Most of the dem elite have already made theirs, income tax does not affect them, if you are ever going to get their skin in the game, it will be in the form of a wealth tax. The IRS taking 30% of the Kenendy clan’s money gives me a little tingle running up my leg.
That being said, I am still against it because it runs contrary to my values.
The interviewer then said, Do you know how much in France you would have to pay on earnings above 1 million euros [French President Francois Hollande's proposal]? Not 30 percent 75 percent.
At that point, Smith said, 75? Yeah, that's different, that's different. Yeah, 75. Well, you know, God bless America.
When governments move beyond taxing incomes to confiscation, you know the end of that government is near. It is the fiscal equivalent to a malignant tumor which will soon kill its host; in this case the productive working public.
This will end the way it always has ended throughout history with the eventual collapse of the government. It’s inevitable. The cancer does not want to be told that it is the problem.
Okay....pulling the Marines out of Lebanon after the bomb, nominating Sandy Day O’Connor and hiring THIS guy....the Gipper made THREE bad moves.
A wealth "tax" (confiscation, actually) would never apply to the ruling elites any more than Obamacare.
I love Ronald Reagan, the best president of my lifetime, but he made some additional bad moves.
His 1986 Amnesty, which he later regretted......supporting the Brady Bill......picking George H. Bush as his VP.
Overall, though, he’s the only president I’ve actually missed when he was no longer in office.
Or is it 30% each year for 10 years?

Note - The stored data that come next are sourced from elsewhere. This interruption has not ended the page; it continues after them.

PR #286, opened 2026-06-02
fix: keep --json output parseable on stdout

socksy:
`--json` is supposed to mean "stdout is JSON you can parse". Several commands broke that promise by mixing raw text into the output. `tower run --detached --json` printed a "See more" link after the success JSON. `tower run --json` against a missing app printed remediation steps after the error JSON. `tower schedules list --json` printed "No schedules found." instead of `[]`. `tower teams list --json` printed the active-team legend after the data. And `tower version --json` wasn't JSON at all.

The root cause is the same everywhere: `output::write()` knows about MCP mode but not JSON mode. Instead of special-casing call sites, the broken sites now go through JSON-aware output functions. output.rs gains two: `text()` writes a human rendering or the data as JSON (the same shape as `table()` and `list()`), and `note()` writes presentation-only text that JSON mode suppresses. The run link travels inside the success message, with the scheduled run as structured `data`.

The new integration tests run each case with `--json` and parse stdout. Putting `teams list` under test required updating the mock server's `/v1/session/refresh` response, which had drifted from the generated client models. flake.lock gets a nixpkgs bump so binaryen comes from the binary cache on aarch64-darwin instead of compiling LLVM from source.

### DIFF
--- a/crates/tower-cmd/src/output.rs
+++ b/crates/tower-cmd/src/output.rs
@@ -487,6 +487,25 @@ pub fn list<T: Serialize>(items: Vec<String>, json_data: Option<&T>) {
     }
 }
 
+/// Writes a human-readable rendering of some data, or the data itself as JSON when
+/// in JSON mode. Use this when a command's output is data that has both a plain text
+/// and a JSON representation, mirroring `table` and `list`.
+pub fn text<T: Serialize>(msg: &str, json_data: &T) {
+    if get_output_mode().is_json() {
+        json(json_data);
+    } else {
+        write(msg);
+    }
+}
+
+/// Writes presentation-only text that accompanies human-formatted output, like table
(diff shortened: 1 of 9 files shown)


crates/tower-cmd/src/output.rs
```diff
@@ -487,6 +487,25 @@ pub fn list<T: Serialize>(items: Vec<String>, json_data: Option<&T>) {
     }
 }
 
+/// Writes a human-readable rendering of some data, or the data itself as JSON when
+/// in JSON mode. Use this when a command's output is data that has both a plain text
+/// and a JSON representation, mirroring `table` and `list`.
+pub fn text<T: Serialize>(msg: &str, json_data: &T) {
```
konstantinoscs, line 493: Ah ok I made something similar in my PR and after this I can probably remove it

konstantinoscs (approved):
Great!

I think it is this.
The income tax is not a tax on the rich. It’s a tax on people trying to get rich. Is it any surprise that people who are already rich support heavy taxes that prevent others from joining their ranks?
The real rich in this country support democrats because they know the Constitution frowns on wealth taxes, and so the Democrats can tax all the income they want but they’ll never take the principal that wealthy people have already stored up.
Just when I was starting to like Stockman again.
One of Ronald Reagan’s biggest mistakes was in not firing this idiot at his first public insubordination.
A BUDGET DIRECTOR WHO QUESTIONS THE PRESIDENT’S PRIORITIES????? Stockman is garbage—recycled garbage.
Agreed. More scenes we’d like to see. Of course Democrats will never go along with it. They have an uncanny willingness to spend other people’s money. But when it comes to their own, not so much.
And I'd consent to a leprechaun leaving his gold on my door step, a unicorn for my grand-daughter to play with, and mermaids in the local lake to talk to while fishing.
There's no way such a powerful tool would ever be given up by the powers that be.